Opened 7 years ago

Closed 7 years ago

Last modified 7 years ago

#2053 closed task (fixed)

LabelSequence::toText() and operator<<

Reported by: jinmei Owned by: muks
Priority: medium Milestone: Sprint-20120717
Component: libdns++ Version:
Keywords: Cc:
CVSS Scoring: Parent Tickets:
Sensitive: no Defect Severity: N/A
Sub-Project: DNS Feature Depending on Ticket:
Estimated Difficulty: 0 Add Hours to Ticket: 0
Total Hours: 2.25 Internal?: no

Description (last modified by jinmei)

This is not absolutely necessary, but for debugging purposes it would
be helpful if we support toText() for LabelSequence? and corresponding
operator<<. The implementation should be easy as we already have them
for Name (we need to share as much code as possible with the Name
class).

I'd also suggest deprecating the getName() method and use the
new toText() method in the test (which is the only place where
getName() is currently used and only for calling its toText()).
getName() won't be well undefined when we support construction of
a label sequence from serialized data, and using its toText() is not
really good to dump the content of the label sequence anyway because
the sequence may have been stripped and may not be absolute.

Subtickets

Attachments (1)

lseq.diff (1.4 KB) - added by jinmei 7 years ago.

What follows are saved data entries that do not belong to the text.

PR #304, opened 2016-12-06
Update docs for launchd resource

adamleff:
* `hash` property has been renamed to `plist_hash`
 * Keys for `start_calendar_interval` need to start with a capital
   letter, at least in macOS Sierra

Related to chef/chef#5606

/cc @thommay @lamont-granquist


davidwrede:
Holding until #5606 goes out with the next stable build.

tas50:
@davidwrede This shipped. We should ship the doc change

davidwrede:
@tas50 This change didn't make it out with the last stable release (12.18.31). This #5606 was merged in after that, so when 12.19 goes out, then we'll get this doc fix merged in.

PR #312, opened 2016-12-08
Rearrange Chef Server Docs

sean-horn:
- Move the nav around to make more sense for Chef Server. It should be one layer deeper Chef -> Chef Server -> Managing the server

- Add Upgrade HA link for better discovery


sean-horn:
I'll figure this out later.

PR #313, opened 2016-12-08
Doc changes for windows_package resource 'returns' property

Vasu1105:
Doc changes after verifying the 'returns' property of windows_package resource accepts integer and array of integers.


davidwrede:
gif-keyboard-1228241892405946416

PR #310, opened 2016-12-07
Add deprecation of Chef::Platform methods

lamont-granquist:
Signed-off-by: Lamont Granquist <lamont@scriptkiddie.org>

PR #321, opened 2016-12-12
Revert "Add deprecation of Chef::Platform methods"

davidwrede:
Reverting this because the content is tied to an upcoming client release (not a current client release).

Reverts chef/chef-web-docs#310


davidwrede:
Decided to keep this change in. Versioning information in the content should keep current users (i.e. those running < 12.18) from assuming it applies to them. That and I won't be reverting a revert commit (and mudding up the history) later on.

PR #328, opened 2016-12-14
Kitchen -> Test Kitchen

tas50:
Test Kitchen is the proper name


davidwrede:
gif-keyboard-10781139541991800868

PR #348, opened 2016-12-16
chef_gem doesn’t support multi package installs

tas50:
Don’t tell people you can pass an array here


davidwrede:
gif-keyboard-8468439503659629999

PR #379, opened 2017-01-05
Remove deprecated ctl commands

blakestier:
`list-applications` and `delete-application` were part of the github v1 integration. That integration is deprecated as are these commands.


davidwrede:
gif-keyboard-14637824366049466296

PR #381, opened 2017-01-05
Update release notes for prior ChefDK releases

tas50:


tas50:
@davidwrede here's the previous gem updates you asked about before xmas break

kagarmoe:
Thanks!

PR #2053, opened 2017-03-07
Make twilio webhook async and allow for future fully async transports

jbaxleyiii:
# Context
Even though the sending is now async, the webhook was not, so we still saw large load spikes

# Goal
To make the webhook for twilio faster

# Strategy
IHTTPASYNC YAY

Changed the IHttpHandler for Twilio to be async

### DIFF
--- a/Rock/Communication/MediumComponent.cs
+++ b/Rock/Communication/MediumComponent.cs
@@ -107,14 +107,8 @@ namespace Rock.Communication
             var transport = Transport;
             if ( transport != null && transport.IsActive )
             {
-                if (transport.IsAsync)
-                {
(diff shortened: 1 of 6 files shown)


edmistj:
@jbaxleyiii if it helps we're planning on making all of the webhooks async like the text to workflow plugin change.

jbaxleyiii:
@edmistj this is the code we are using in production now. It sent around 10,300 in 45 mins with no duplicates.

edmistj:
@jbaxleyiii What should we do with this PR. We're trying to knock-out PRs tomorrow.

jbaxleyiii:
Should be great to merge! It's what we are using in production

PR #2061, opened 2017-03-11
React

jbaxleyiii:
Context
In order to migrate the native app (and web app) platform that NewSpring is currently developing, we need support for rendering React components as Rock blocks. This will open up a lot of potential performance improvements, as well as pave the way for a universal app to be part of Rock core.

# Goal
Shared code between web and app through react. 

# Strategy
Using webpack as a bundler, we have created independent bundles for each block to be lazy evaluated depending on which block is loaded. There are still some questions with this listed below.

# Possible Implications
Currently the react block controller makes an api call to `/api/Pages`. If this isn't available for security reasons, then the block won't load. To get around this, we could include block paths on a page as part of the Rock.settings client side js initialization?

This could impact the building process of Rock. There are a couple of options here.

1. Commit the production bundle files (just like DLLs in this case) and when react dev is done, ensure `npm run build` is done prior to commiting
2. Require node as a build dependency for Rock
3. Find a way to build using msbuild (there is an old c# webpack project that may be a starting point?)

This PR creates an example counter block (under Blocks/Examples) to showcase the current integration.

Currently supported:
- No changes to Rocks blocks system
- Interopt between react and webform blocks
- Server side rendering
- Setting initial props of the react block from the server
- hot module reloading in development mode
- split bundles based on block needs
- testing framework included
- linting and static typing included
- server side rendering

Next Steps (integration wise)
- GraphQL support (along with a GraphQL endpoint for rock 🔥)
- Theme support
- Inter block communication
- Client side routing)
- React only theme

cc @edmistj @azturner


jbaxleyiii:
@nairdo I was unable to reduce the packages any? I'm not sure why, but they all seem needed? Also, I have been unable to fix the line endings on the site.master. Could you see if you could fix it? Even copy pasting from develop on github didn't fix it.

Also, I think this is a good first take prior to the Dynamic block additions. They serve two different application types

edmistj:
Ready to pull in after review.

mikepetersonccv:
@jbaxleyiii We started getting javascript errors in IE with this change.  It ended up being an issue in IE and only when DocumentMode was set to IE10.  To fix the issue I committed https://github.com/SparkDevNetwork/Rock/commit/72e5c9c7389ee6fb50897d8650bb0d1d9beeae3a.  This changes Rock to no longer specify X-UA-Compatible, and it sounds like that mode is now deprecated anyways.  The bad news is that any custom themes that don't ship with rock will have to manually remove X-UA-Compatible (see the commit to see what I mean).  It might be nice if you could look into a way to make it work for themes that still have IE10 mode specified.

PR #2064, opened 2017-03-13
New Lava Property field options to Group and Person reports.

cabal95:
# Contributor Agreement

**Yes**

# Context

Inability to display City of a Group's Meeting Location without jumping through various formatting hoops and multiple report columns.

# Goal

Provide a new report field type that allows more flexibility when using the Lava formatter.

# Strategy

* Implemented new LavaBoundField control to the Rock.Web.UI.Controls.Grid namespace that allows for the use of Lava to format the specific field value. Extra merge values are also supported (such as providing the standard merge options).
* Implemented new abstract LavaPropertySelect class in Rock.Reporting.DataSelect namespace that provides the UI and logic to the user. Reflection is used to identify all the available properties on the entity type that the user can select from. Also allows for selecting the sorting property to use when the selected property is a linked Entity.
  * Example: When reporting on a Group you can select the property `Schedule` and then the sorting-property of `WeeklyTimeOfDay` to allow for sorting of Groups based on the time of day of their schedules.
* Implemented new concrete GroupLavaPropertySelect class in the Rock.Reporting.DataSelect.Group namespace.
* Implemented new concrete PersonLavaPropertySelect class in the Rock.Reporting.DataSelect.Person namespace.

# Tests

n/a

# Possible Implications

Should be no impact on backwards compatibility, all new code.

# Screenshots

2017-03-13 10_00_04-virtualbox

2017-03-13 10_02_11-virtualbox

2017-03-13 10_04_14-virtualbox

2017-03-13 10_05_40-virtualbox

Lava Property fields are available as Sort fields since there is a concrete database field behind it. Sorting is ignored if the property selected is an IEnumerable, which cannot be sorted.

2017-03-13 09_59_41-virtualbox

2017-03-13 09_56_07-virtualbox

# Documentation

I do not believe any specific documentation needs to be created as I have not seen any place where all the reporting field types are documented.


cabal95:
Changing this to a work in progress. I need to dig into the Grid internals a bit. For some reason the GetExportValue of my BoundField is not being called which causes the exported data to be incorrect during Excel export.

cabal95:
I seem to have terrible luck with Appveyor and those iCal unit tests - but the latest commit fixes the Excel export. I implemented the same concept the CallbackField uses to allow the BoundField to format the excel output data. This could probably be moved to an Interface declaration at some point in the future to make it easier for other DataBounds to do the same without having to modify the Grid control.

Ready to go again.

edmistj:
I'm not seeing the use case for this. We do have a Lava field type. I believe it's limited to seeing only columns on the report but could you add the column as your property and then hide it? Or could the concept of the "Property" be added to the current field as an "Additional Property"?

cabal95:
It's possible this could be merged with the existing Lava item, but I'm not sure. This one uses a subclass of RockBoundField since it is working with real database fields while the existing Lava column uses a subclass of RockTemplateField. They receive very different data passed to them when they format for display and export.

The existing deficiency is that the report system only makes a relatively small percentage of properties available on the various entities we report on.

For my example above, currently there is no way to include the Schedule property/column on a Group report because it just isn't available to be selected anywhere. This component makes available _all_ properties of _any_ entity without any extra coding(see note) by using reflection.

It also allows the user to be able to sort by those properties which they may not be able to do now even if they include the property and use Lava to format it. Example of this is that for a report we needed right away I had to write a Group Schedule DataSelect for reporting so that I could include the Group's schedule in the report. I could sort by `Schedule` but that really does me no good (actually I think I tried and it might have thrown an exception). But I _can_ sort on `Schedule.WeeklyTimeOfDay` with this component so that the report shows everything sorted by start time.

Note: Because of the way data selects are designed a 3-line class needs to be defined for each entity type because a data select is a singleton rather than created as needed. As a singleton it is not passed the entity type it is working with in the required methods.

cabal95:
Updated component names to `Group Formatted Field` and `Person Formatted Field` to reduce confusion with existing component names. Per offline conversation with @edmistj.

PR #2065, opened 2017-03-13
New Lava filter ResponseWrite for sending raw text to client

cabal95:
# Contributor Agreement

**Yes**

# Context

Somebody was trying to find a way to use Lava to send a response to an AJAX query but could not do so because there would always be other content on the page, even with a blank template. Seemed like a useful feature.

# Goal

New filter to send a raw response to the http client.

# Strategy

New Lava filter that takes a string value as it's input with an optional parameter for the `Content-Type` header.

Sample code snipped that returns a JSON encoded string to the client listing the names of all the security groups the currently logged in person is a member of.

```
{% capture json %}
[{%- assign groups = CurrentPerson | Groups:'1','Active' -%}
{%- for member in groups -%}{{- member.Group.Name | ToJSON -}}{% if forloop.last == false %},{% endif %}{%- endfor -%}
]{%- endcapture %}
{{ json | ResponseWrite:'application/json' }}
```

Using this filter Admins can provide simple API systems for their pages that would allow for asynchronous AJAX responses without having to write C# code or rely on the full API system.

To help prevent the admin from locking themselves out of the page, there are two checks done that prevent the response being written and instead write it as output from the Lava filter.
1. Postback - On postback the filter writes the content as HTML encoded text. This check is done so that after clicking Save when editing a block the admin is not instantly kicked out of the full page.
2. ?ResponseWrite=0 - URL Parameter ResponseWrite=0 disables the filter as well.

# Tests

Test not provided, filter requires valid HttpContext to function properly.

# Possible Implications

None.

# Screenshots
_Provide us some screenshots if your pull request either alters existing UI or provides new UI. Arrows and 
labels are helpful._

None

# Documentation

Needs documentation in the Lava docs.

> Sends the text to the client and immediately ends the web request. This can be used if you need
> to send raw data to the client as a response to an AJAX request.

### DIFF
--- a/Rock/Lava/RockFilters.cs
+++ b/Rock/Lava/RockFilters.cs
@@ -693,6 +693,55 @@ namespace Rock.Lava
             return input.Substring(start, length);
         }
 
+        /// <summary>
+        /// Clears the response buffer and writes the input to the response stream then ends
+        /// the request.
+        /// </summary>
+        /// <param name="input">The input value to be sent to the client in raw form.</param>
+        /// <param name="contentType">The Content-Type value to be used if provided.</param>
+        /// <returns>A formatted string to display if the response write did not happen.</returns>
+        public static object ResponseWrite( object input, string contentType = null )
+        {
+            if ( input == null )
+            {
+                return null;
+            }
+
+            var context = HttpContext.Current;
+            if ( context == null )
+            {
+                return null;
+            }
+
+            var responseWrite = context.Request.QueryString["ResponseWrite"];
+            var rockPage = context.Handler as RockPage;
+
+            /* Allow the filter to be disabled by the query string for disaster recover. */
+            if ( !string.IsNullOrEmpty( responseWrite ) && responseWrite.AsBoolean() == false )
+            {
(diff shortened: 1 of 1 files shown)


edmistj:
Would it be cleaner to implement this like the ~/AppCode/GetChannelFeed.cs where we have a defined type that allows you to define a lava template?  Loading up a full page and blocks only to return something other than a page seems odd. There's also the Lava REST endpoint https://www.rockrms.com/page/751

Thoughts?

cabal95:
No arguments that it's not exactly the most efficient way to go about it. Putting this on a page with 14 blocks on it is probably a terrible idea, but the same thing also happens every time a postback event happens. So whether you are using a postback event to populate data or using this filter the entire page loads on the server either way.

There are times when using the API and/or a web handler is not readily feasible. Example is when the raw data we want to send back is directly related to the variables passed into the lava by the block. It may already be doing filtering on those objects for us that would be troublesome to try and replicate and keep in sync. And sometimes it's data that just isn't available another way. i.e. some data passed to Lava is a private/custom object type defined by the block itself.

Having said all that, I'm not opposed to making this a plug-in instead or something instead of core if that would be preferred. This was based off something another person was trying to accomplish but couldn't and I thought "that's an interesting idea, I don't know of any other way to accomplish that" so wrote this up.

PR #2067, opened 2017-03-14
+ Event registrations will no longer occasionally create a duplicate address on a family. (Fixes #1680)

### LINKED ISSUE #1680: Event registration creates duplicate addresses
When asking for address on an event registration, the address entered becomes "Home" and whatever was in home becomes "Previous" even if the two are identical, and even when the address was pre-populated when the user is logged in. 

If the address on the registration matches the Home address on the person's family, no update or addition should be made to addresses.

chrismcgrath:
# Contributor Agreement

Yes

# Context

When we have an event registration that asks for a person's address, occasionally if they entered the same address we already have on file for them, Rock would move the existing address record to Previous and create a new, identical Home record for them. I found that this was due to the fact that Rock assumes there will only be one Location record in the database for each address, but due to multiple data imports, many addresses had been duplicated in the Location table. When Rock tries to find the existing Location record, it would often find a different one than the one attached to the family, and attach it as well, which resulted in having a duplicate Home and Previous address.

# Goal

To prevent unnecessary address duplicates from occurring.

# Strategy

Before searching for the first found Location record that has a matching address, the Location Get method now accepts a group, which it will check for a match first. If it finds a match there, it will use that address. If not, then it will search the database for a match.  This not only prevents the duplicate problem, but should perform faster when there is a match since it does not have to query the entire Location table to find it.

Incidentally, I have also removed the initial search that happened before standardizing the address. My logic is that any address that can be standardized should already be standardized, and it is unlikely that most manually entered addresses would be in the correct standard form. So this eliminates a generally unnecessary database query each time an address is added.  If there is some reason why this logic needs to stay in, by all means put it back, its removal is not a necessary part of this pull request.

# Tests

# Possible Implications

# Screenshots

# Documentation

### DIFF
--- a/Rock/Model/LocationService.Partial.cs
+++ b/Rock/Model/LocationService.Partial.cs
@@ -31,17 +31,37 @@ namespace Rock.Model
         /// Returns the first
         /// <see cref="Rock.Model.Location" /> where the address matches the provided address, otherwise the address will be saved as a new location.
         /// </summary>
-        /// <param name="street1">A <see cref="System.String" /> representing the Address Line 1 to search by.</param>
-        /// <param name="street2">A <see cref="System.String" /> representing the Address Line 2 to search by.</param>
-        /// <param name="city">A <see cref="System.String" /> representing the City to search by.</param>
-        /// <param name="state">A <see cref="System.String" /> representing the State to search by.</param>
-        /// <param name="postalCode">A <see cref="System.String" /> representing the Zip/Postal code to search by</param>
-        /// <param name="country">The country.</param>
+        /// <param name="street1">A <see cref="string" /> representing the Address Line 1 to search by.</param>
+        /// <param name="street2">A <see cref="string" /> representing the Address Line 2 to search by.</param>
+        /// <param name="city">A <see cref="string" /> representing the City to search by.</param>
+        /// <param name="state">A <see cref="string" /> representing the State to search by.</param>
+        /// <param name="postalCode">A <see cref="string" /> representing the Zip/Postal code to search by</param>
+        /// <param name="country">A <see cref="string" /> representing the Country to search by</param>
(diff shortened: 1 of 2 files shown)


Rock/Model/LocationService.Partial.cs
```diff
@@ -42,29 +41,15 @@ public partial class LocationService
         /// <returns>
         /// The first <see cref="Rock.Model.Location" /> where an address match is found, if no match is found a new <see cref="Rock.Model.Location" /> is created and returned.
         /// </returns>
-        public Location Get( string street1, string street2, string city, string state, string postalCode, string country, bool verifyLocation = true )
+        public Location Get( string street1, string street2, string city, string state, string postalCode, string country, bool verifyLocation = true, Group group = null )
         {
```
azturner: @chrismcgrath Same comment as other pull request. This is a breaking change, but unfortunately with the existing optional `verifyLocation` param, no way to avoid that, but can you convert to use method overrides so that future changes can be done without it being a breaking change.

Rock/Model/LocationService.Partial.cs
```diff
@@ -42,29 +41,15 @@ public partial class LocationService
...
-                ( t.Country == country || ( ( country == null || country == "" ) && ( t.Country == null || t.Country == "" ) ) ) );
-            if ( existingLocation != null )
-            {
-                return existingLocation;
-            }
-
-            // If existing location wasn't found with entered values, try standardizing the values, and
-            // search for an existing value again
+            // Standardize the location for comparison to other locations
             var newLocation = new Location
```
azturner: We should probably keep this. Would rather take the small db hit to reduce chance address already exists without being standardized.

chrismcgrath:
Made the changes as requested!

PR #2072, opened 2017-03-16
Added parameter to Person Address Update workflow action to allow the existing address(es) of the specified type to be retained as a Previous Address.

chrismcgrath:
# Contributor Agreement

Yes

# Context

Updating a person's address via the Person Address Update workflow action caused us to lose the previous address when we would rather keep it for data quality purposes.

# Goal

To give the workflow creator the option of whether the action will overwrite the existing address or save it as a new address while changing the type of the existing address(es) to Previous. If there are multiple addresses of the specified type it will change all of those to Previous, but still leave other types alone.

It will also allow the user to specify True, False, or blank for the Mailing and Mapped attributes. True or False will set these fields directly on the new address, while blank will get the values from the existing address and use those.

# Strategy

If the Save Previous Address parameter is set to True, it will call GroupService.AddNewGroupAddress(), which handles the updating and creating of addresses. Also added some additional parameters to that function to allow for the mapped/mailing locations to be specified and for an additional line to be added to the history indicating where the update came from.

# Tests

# Possible Implications

# Screenshots

# Documentation


Rock/Model/GroupService.Partial.cs
```diff
@@ -760,7 +760,8 @@ public static Group SaveNewGroup( RockContext rockContext, int groupTypeId, Guid
         /// <param name="country">The country.</param>
         /// <param name="moveExistingToPrevious">if set to <c>true</c> [move existing to previous].</param>
         public static void AddNewGroupAddress( RockContext rockContext, Group group, string locationTypeGuid,
-            string street1, string street2, string city, string state, string postalCode, string country, bool moveExistingToPrevious = false )
+            string street1, string street2, string city, string state, string postalCode, string country, bool moveExistingToPrevious = false,
+            string modifiedBy = "", bool isMailingLocation = true, bool isMappedLocation = true )
```
azturner: @chrismcgrath We've found that optional parameters on public methods are difficult to maintain backward compatibility. For example, this change would break compatibility, but because of the optional parameter that was already there, there's not really any way around that. Because of that can you change this to use method overrides instead. Like this...
```
        public static void AddNewGroupAddress( RockContext rockContext, Group group, string locationTypeGuid, int? locationId )
        {
            AddNewGroupAddress( rockContext, group, locationTypeGuid, locationId, false );
        }

        public static void AddNewGroupAddress( RockContext rockContext, Group group, string locationTypeGuid, int? locationId, bool moveExistingToPrevious )
        {
            AddNewGroupAddress( rockContext, group, locationTypeGuid, locationId, moveExistingToPrevious, "", true, true );
        }

        public static void AddNewGroupAddress( RockContext rockContext, Group group, string locationTypeGuid, int? locationId, bool moveExistingToPrevious, string modifiedBy, bool isMailingLocation, bool isMappedLocation )
        {
            if ( locationId.HasValue )
            {
                var location = new LocationService( rockContext ).Get( locationId.Value );
                AddNewGroupAddress( rockContext, group, locationTypeGuid, location, moveExistingToPrevious );
            }
        }
```
That will still be a breaking change this time, but if we then need to add additional params in future, we can do it without it being a breaking change.

Rock/Workflow/Action/People/PersonAddressUpdate.cs
```diff
@@ -46,6 +46,7 @@ namespace Rock.Workflow.Action
         new string[] { "Rock.Field.Types.LocationFieldType", "Rock.Field.Types.AddressFieldType" } )]
     [WorkflowTextOrAttribute( "Is Mailing Location", "Attribute Value", "The value or attribute value to indicate if the location is the mailing address. Only valid values are 'True' or 'False' any other value will be ignored. <span class='tip tip-lava'></span>", false, "", "", 5, "IsMailing" )]
     [WorkflowTextOrAttribute( "Is Mapped Location", "Attribute Value", "The value or attribute value to indicate if the location should be mapped location. Only valid values are 'True' or 'False' any other value will be ignored. <span class='tip tip-lava'></span>", false, "", "", 6, "IsMapped" )]
+    [BooleanField( "Save Current Address as Previous Address", "Determines whether this will overwrite an existing address of the specified type or change its type to Previous and add a new address.", order: 7, key: "SavePreviousAddress" )]
     public class PersonAddressUpdate : ActionComponent
```
azturner: Can you change the default for this attribute to be False (less impact on existing users).

azturner: Nevermind, actually keep default as 'True'

Rock/Model/GroupService.Partial.cs
chrismcgrath: Committed these changes.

Download all attachments as: .zip

Change History (19)

comment:1 Changed 7 years ago by jinmei

  • Description modified (diff)

comment:2 Changed 7 years ago by jinmei

  • Priority changed from medium to low

(pushing this to the current sprint at a lower priority in case we run out of open
tickets)

comment:3 Changed 7 years ago by jinmei

  • Milestone set to Sprint-20120703

comment:4 Changed 7 years ago by muks

  • Owner changed from UnAssigned to muks
  • Status changed from new to assigned

Picking as I had implemented most of it yesterday

comment:5 Changed 7 years ago by muks

  • Owner changed from muks to UnAssigned

Pushed. Up for review.

comment:6 Changed 7 years ago by muks

  • Status changed from assigned to reviewing

comment:7 follow-up: Changed 7 years ago by jinmei

It's quite likely LabelSequence will stop holding a Name object
directly (see #2086). So I'd avoid relying on it. Perhaps we should
do it in a reversed way: move the current Name::toText logic to
LabelSequence, which for now uses the internal data structure of
Name (eventually changed to even lower-level representation).
Name::toText() will create LabelSequence and call its revised
toText().

comment:8 Changed 7 years ago by jinmei

  • Owner changed from UnAssigned to muks

comment:9 in reply to: ↑ 7 Changed 7 years ago by muks

  • Owner changed from muks to jinmei

Hi Jinmei

Replying to jinmei:

It's quite likely LabelSequence will stop holding a Name object
directly (see #2086). So I'd avoid relying on it. Perhaps we should
do it in a reversed way: move the current Name::toText logic to
LabelSequence, which for now uses the internal data structure of
Name (eventually changed to even lower-level representation).
Name::toText() will create LabelSequence and call its revised
toText().

Done. The code is also a little bit smaller now due to the reorganization.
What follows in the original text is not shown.